The Sting of Uncertainty

She sat today, watching people’s mouths move and sounds escape them, but her ability to process the information was blocked by distraction. Thoughts in and out, racing at an uneven pace, speeding up and slowing down, producing a fluster in the cheeks and a rapid heartbeat. Her anxiety compounded as she thought of home, the feelings of those who occupy it with her, and her own guilt at not being the wife she could be. The guilt runs deep, and resists abatement. Eight years, countless experiences, struggles and triumphs. She wonders why she cannot fathom eight more. For what reason?  It doesn’t make sense.  Is she a bottomless abyss that can never be filled with enough love and attention? If so, how does this strong desire to flee become quieted?  She’s used to seeing things end, she knows the pattern, it’s comfortable for her.

She thinks about the past, and how things were comfortable then too. Instability, unspoken and longed for commitment that was chased after like a dog chasing meat.  She has the commitment now, but is it too little? Why was she okay with chasing after love, when she should have demanded of herself the dignity to only seek it from those willing to provide without prodding?

The past doesn’t matter, or at least that’s what she’s told. Focus on today, the present, and be grateful for your circumstance, people say. But they don’t know the hurt that swirls around in her blood, sucking up oxygen, leaving her beating heart restless and torn.

She attempts to learn a new language, where a pat on the back, a shoulder rub, a gentle kiss on the cheek can be accepted by her evolved partner, but memories do not die, and she can hold onto the pain forever.
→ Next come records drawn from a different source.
PR #452, opened 2026-05-17
BKRS-190 Add estimaets printing as shared lib

filkeith:
- moved estimates printing from CLI to backup-go lib

### DIFF
--- a/pkg/estimates/estimates.go
+++ b/pkg/estimates/estimates.go
@@ -128,17 +128,17 @@ func printEstimate(
 	getMetrics func() *models.Metrics,
 	logger *slog.Logger,
 ) (float64, error) {
-	percentage := done / total
-	estimatedEndTime := calculateEstimatedEndTime(startTime, percentage)
+	ratio := done / total
+	estimatedEndTime := calculateEstimatedEndTime(startTime, ratio)
 
 	switch {
-	case percentage >= 1:
+	case ratio >= 1:
 		// Exit after 100%.
 		return 0, errBrake
-	case percentage*100 < 1:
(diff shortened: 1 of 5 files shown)


pkg/estimates/estimates.go
```diff
@@ -0,0 +1,221 @@
...
+
+func printEstimate(
+	startTime time.Time,
+	done,
+	total,
+	previousVal float64,
+	getMetrics func() *models.Metrics,
+	logger *slog.Logger,
+) (float64, error) {
+	percentage := done / total
```
korotkov-aerospike: it's not percentage, it's ratio (0 - 1). It should be float, but done and total are integers

pkg/estimates/estimates.go
```diff
@@ -0,0 +1,221 @@
...
+	estimatedEndTime := calculateEstimatedEndTime(startTime, percentage)
+
+	switch {
+	case percentage >= 1:
```
korotkov-aerospike: don't break on 100%. Break when ctx is finsihed.

filkeith: Why? 100% means we won't print anything more, so exit

pkg/estimates/estimates.go
filkeith: renamed

pkg/estimates/estimates.go
filkeith: There is conterxt check PrintRestoreEstimate, so on the next tick it will be cheked again. So no need to check it here. Everything is correct

korotkov-aerospike (approved):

Soft spoken words said in earnest are just as reflective, she doesn’t believe them I’m betting, and it’s a tragedy because she could avoid an endless cycle of pain by nurturing what is in front of her.

Maybe that’s just it.  She is a nurturer, she loves deeply and when her walls are torn down, and her heart given to another, the prospect of disintegration is at first too much to bear, but after years in a dazed fog, following the heart despite what the mind admonishes, an awakening starts and an accounting is required of the mind to appease further discourse.

She hopes the mind will be satisfied soon, or the urge to flee will likely prevail.